The 4 second LL is on the low end of the range for me. More reasonable is 9 second F2L and 5 second last layer. 6 second last layer is on the slow end. I'm pretty sure the former WR holder had a consistent 3 second last layer. 

If you have a 9 second last layer you should probably learn better ways to do your algs, or just practice a lot more.


----------



## Alex DiTuro (Feb 15, 2010)

PatrickT said:


> Alex DiTuro said:
> 
> 
> > PatrickT said:
> ...





We talkin' bout PRACTICE!!!! http://www.youtube.com/watch?v=eGDBR2L5kzI LOL

I should probably learn better algs for my PLL and get a better cube... my y perm is usually around 3.5 seconds no lie, I'm pretty sure its my cube.....


----------



## ElderKingpin (Feb 15, 2010)

is it your cube? is it really?
when did you last lube it
what type is it


----------



## Dene (Feb 15, 2010)

Alex DiTuro said:


> This is meant for someone who can solve consistantly under 15s (elite cubers) and since practice isn't really an issue for them and their look-ahead is obviously good



Are you so sure about that?


----------



## Alex DiTuro (Feb 15, 2010)

Dene said:


> Alex DiTuro said:
> 
> 
> > This is meant for someone who can solve consistantly under 15s (elite cubers) and since practice isn't really an issue for them and their look-ahead is obviously good
> ...




I was.......




ElderKingpin said:


> is it your cube? is it really?
> when did you last lube it
> what type is it




Its a storebought that I bought 5 days ago.. I dremeled it down and CRCed it but it clicks and locks up a lot o.o


----------



## Daniel Wu (Feb 16, 2010)

Alex DiTuro said:


> Dene said:
> 
> 
> > Alex DiTuro said:
> ...


 
According to my most recent 500/500 average from CCT, I average 15.70 and my look ahead could be a lot better. I need much, much more time to practice.


----------



## ElderKingpin (Feb 16, 2010)

> Its a storebought that I bought 5 days ago.. I dremeled it down and CRCed it but it clicks and locks up a lot o.o



Why do you have a storebought at sub-20 O.O


----------



## gboh19 (Feb 16, 2010)

If it is practise; then .... Slow solves will do.

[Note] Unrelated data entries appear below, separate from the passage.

PR #429, opened 2026-09-06
fix(responses): return 400 for malformed content and reject image parts (#409)

### LINKED ISSUE #409: Responses API returns 500 for malformed content and silently drops image parts
## Problem

Two related defects in how `/v1/responses` handles input content:

1. **Malformed content is reported as a server fault.** An empty string, a non-string scalar, or a
   text part with no `text` all reach generation and surface as **HTTP 500**
   "Last message has no text content". These are caller mistakes and must be 400.
2. **Image parts are silently discarded.** An `input_image` part is dropped and the request
   succeeds with HTTP 200, so the caller believes the image was considered.

`ResponsesInputItem.init(from:)` swallows content-decoding failures with `try?` and flattens parts
by their optional `text` without checking the part `type`. Validation checks item roles but never
whether the final user content actually yields usable text.

## Where

`Sources/Core/ResponsesModels.swift:97-106` (the `try?` flatten) and
`Sources/Core/ResponsesModels.swift:140-158` (the mapper) - commit b39659abe6b627e95454c8144d8fdeff9b3f50a3

Chat Completions already gets both right: `ChatRequestValidator` has `.emptyLastMessageContent`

Slow Solves then improve look ahead along with it. After that just keep on practising and gradually turn faster.


----------



## qqwref (Feb 16, 2010)

Other: turn faster and learn to lookahead while doing so.

You can get well under 10 seconds with standard, pure Fridrich.


----------



## Dene (Feb 16, 2010)

Alex DiTuro said:


> Dene said:
> 
> 
> > Alex DiTuro said:
> ...



Just so you know, I did average sub15 once upon a time, and my lookahead is still terrible.


----------



## eastamazonantidote (Feb 16, 2010)

COLL and VHF2L are nice (especially the skips!) but unneeded. You just need to get fast look ahead, better LL case recognition (PLL rec by 2 faces), and fewer cube rotations (actually makes a huge difference). However, I'm at 25 seconds, so what do I know?


----------



## josmil1 (Feb 16, 2010)

not to be rude or anything but u answered your own question. But the "p" word is also another answer


----------



## cooldayr (Feb 16, 2010)

silicon OIL
beats any lube i have ever tried by far 
brought my 5x5 time from 5 min avg to 4:30 avg
no lock ups
perfectly smooth


----------



## shelley (Feb 17, 2010)

Alex DiTuro said:


> I meant for someone who can solve consistantly under 15s (elite cubers) and since *practice isn't really an issue for them and their look-ahead is obviously good* I wanted to know what they think is the best advanced technique (look-ahead and practice aren't advanced techniques)



How would you know? Have you been there? And you should know that practice is an issue for anyone. You can't get magically faster without practice, even if you do learn advanced techniques.

There are definitely advanced techniques to look into once you get to around 15 seconds, e.g. COLL, VHF2L, multislotting, etc. But when you compare me (~16 seconds average) and someone who averages 12-13, the difference has less to do with those advanced techniques than sheer lookahead and finger speed.


----------



## Olivér Perge (Feb 17, 2010)

shelley said:


> Alex DiTuro said:
> 
> 
> > I meant for someone who can solve consistantly under 15s (elite cubers) and since *practice isn't really an issue for them and their look-ahead is obviously good* I wanted to know what they think is the best advanced technique (look-ahead and practice aren't advanced techniques)
> ...



What Shelley said.

And btw, in my opinion sub15 is far from elite.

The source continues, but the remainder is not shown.